GIVEN RECORDS>
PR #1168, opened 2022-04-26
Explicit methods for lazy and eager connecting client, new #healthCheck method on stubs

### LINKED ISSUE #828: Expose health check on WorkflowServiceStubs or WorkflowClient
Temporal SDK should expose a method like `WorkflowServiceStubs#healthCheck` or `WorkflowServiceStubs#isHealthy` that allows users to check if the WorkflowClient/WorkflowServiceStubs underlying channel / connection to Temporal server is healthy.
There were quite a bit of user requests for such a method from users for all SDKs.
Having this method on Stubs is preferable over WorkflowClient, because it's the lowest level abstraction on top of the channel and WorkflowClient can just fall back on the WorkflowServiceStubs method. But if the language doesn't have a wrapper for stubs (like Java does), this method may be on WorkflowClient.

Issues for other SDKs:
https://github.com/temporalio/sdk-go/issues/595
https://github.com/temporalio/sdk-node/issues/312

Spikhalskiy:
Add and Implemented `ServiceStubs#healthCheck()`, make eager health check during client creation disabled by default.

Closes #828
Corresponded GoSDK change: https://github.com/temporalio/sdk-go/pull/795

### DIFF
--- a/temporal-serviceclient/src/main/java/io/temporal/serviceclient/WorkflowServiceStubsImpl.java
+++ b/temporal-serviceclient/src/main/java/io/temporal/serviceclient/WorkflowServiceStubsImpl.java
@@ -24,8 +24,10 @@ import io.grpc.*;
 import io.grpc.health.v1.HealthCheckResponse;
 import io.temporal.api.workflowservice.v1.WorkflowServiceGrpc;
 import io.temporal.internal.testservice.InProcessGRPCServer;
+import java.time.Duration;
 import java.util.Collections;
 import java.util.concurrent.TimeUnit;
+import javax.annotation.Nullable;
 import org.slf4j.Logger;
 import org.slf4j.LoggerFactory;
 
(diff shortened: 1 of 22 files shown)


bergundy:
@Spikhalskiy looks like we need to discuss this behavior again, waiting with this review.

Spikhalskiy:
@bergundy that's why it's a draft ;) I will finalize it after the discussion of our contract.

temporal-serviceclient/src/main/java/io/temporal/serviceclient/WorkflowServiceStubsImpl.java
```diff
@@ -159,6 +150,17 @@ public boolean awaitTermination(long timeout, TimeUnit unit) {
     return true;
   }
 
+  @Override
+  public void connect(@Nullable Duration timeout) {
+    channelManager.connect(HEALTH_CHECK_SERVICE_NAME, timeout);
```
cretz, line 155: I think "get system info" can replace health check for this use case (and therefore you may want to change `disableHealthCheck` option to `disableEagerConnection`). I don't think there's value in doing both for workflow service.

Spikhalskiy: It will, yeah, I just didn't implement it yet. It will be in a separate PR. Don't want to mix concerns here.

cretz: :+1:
* * *
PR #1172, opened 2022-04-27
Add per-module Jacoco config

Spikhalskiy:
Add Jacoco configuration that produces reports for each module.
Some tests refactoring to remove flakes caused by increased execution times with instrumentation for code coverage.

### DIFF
--
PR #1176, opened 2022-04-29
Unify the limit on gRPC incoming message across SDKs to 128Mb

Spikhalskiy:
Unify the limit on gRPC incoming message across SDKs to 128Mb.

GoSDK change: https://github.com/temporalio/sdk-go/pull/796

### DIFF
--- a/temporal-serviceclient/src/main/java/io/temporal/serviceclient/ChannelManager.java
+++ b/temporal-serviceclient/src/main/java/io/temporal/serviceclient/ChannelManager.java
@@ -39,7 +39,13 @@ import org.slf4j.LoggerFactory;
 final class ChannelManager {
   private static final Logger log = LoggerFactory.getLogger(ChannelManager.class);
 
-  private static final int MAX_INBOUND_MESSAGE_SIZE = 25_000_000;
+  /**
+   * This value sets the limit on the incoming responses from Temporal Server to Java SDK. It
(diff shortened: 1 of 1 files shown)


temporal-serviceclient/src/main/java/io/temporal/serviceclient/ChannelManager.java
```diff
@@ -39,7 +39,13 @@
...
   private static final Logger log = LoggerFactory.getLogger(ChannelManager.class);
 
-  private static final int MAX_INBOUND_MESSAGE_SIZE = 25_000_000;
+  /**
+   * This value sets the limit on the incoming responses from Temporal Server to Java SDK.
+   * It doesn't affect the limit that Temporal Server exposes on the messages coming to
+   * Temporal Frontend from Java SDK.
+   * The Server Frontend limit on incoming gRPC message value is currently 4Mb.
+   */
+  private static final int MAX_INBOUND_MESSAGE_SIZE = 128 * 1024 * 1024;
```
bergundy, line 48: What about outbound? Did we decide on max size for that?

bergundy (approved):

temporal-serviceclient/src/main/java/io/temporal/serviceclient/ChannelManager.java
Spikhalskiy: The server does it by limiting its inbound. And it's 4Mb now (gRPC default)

EXERCISE DIRECTIONS> What you return must be the lines above that run from the line with "Unify the limit on gRPC incoming message across SDKs to 128Mb." to the line with "Spikhalskiy: The server", inclusive, each copied exactly.

WRITTEN RESPONSE>
Unify the limit on gRPC incoming message across SDKs to 128Mb.

GoSDK change: https://github.com/temporalio/sdk-go/pull/796

### DIFF
--- a/temporal-serviceclient/src/main/java/io/temporal/serviceclient/ChannelManager.java
+++ b/temporal-serviceclient/src/main/java/io/temporal/serviceclient/ChannelManager.java
@@ -39,7 +39,13 @@ import org.slf4j.LoggerFactory;
 final class ChannelManager {
   private static final Logger log = LoggerFactory.getLogger(ChannelManager.class);
 
-  private static final int MAX_INBOUND_MESSAGE_SIZE = 25_000_000;
+  /**
+   * This value sets the limit on the incoming responses from Temporal Server to Java SDK. It
(diff shortened: 1 of 1 files shown)


temporal-serviceclient/src/main/java/io/temporal/serviceclient/ChannelManager.java
```diff
@@ -39,7 +39,13 @@
...
   private static final Logger log = LoggerFactory.getLogger(ChannelManager.class);
 
-  private static final int MAX_INBOUND_MESSAGE_SIZE = 25_000_000;
+  /**
+   * This value sets the limit on the incoming responses from Temporal Server to Java SDK.
+   * It doesn't affect the limit that Temporal Server exposes on the messages coming to
+   * Temporal Frontend from Java SDK.
+   * The Server Frontend limit on incoming gRPC message value is currently 4Mb.
+   */
+  private static final int MAX_INBOUND_MESSAGE_SIZE = 128 * 1024 * 1024;
```
bergundy, line 48: What about outbound? Did we decide on max size for that?

bergundy (approved):

temporal-serviceclient/src/main/java/io/temporal/serviceclient/ChannelManager.java
Spikhalskiy: The server does it by limiting its inbound. And it's 4Mb now (gRPC default)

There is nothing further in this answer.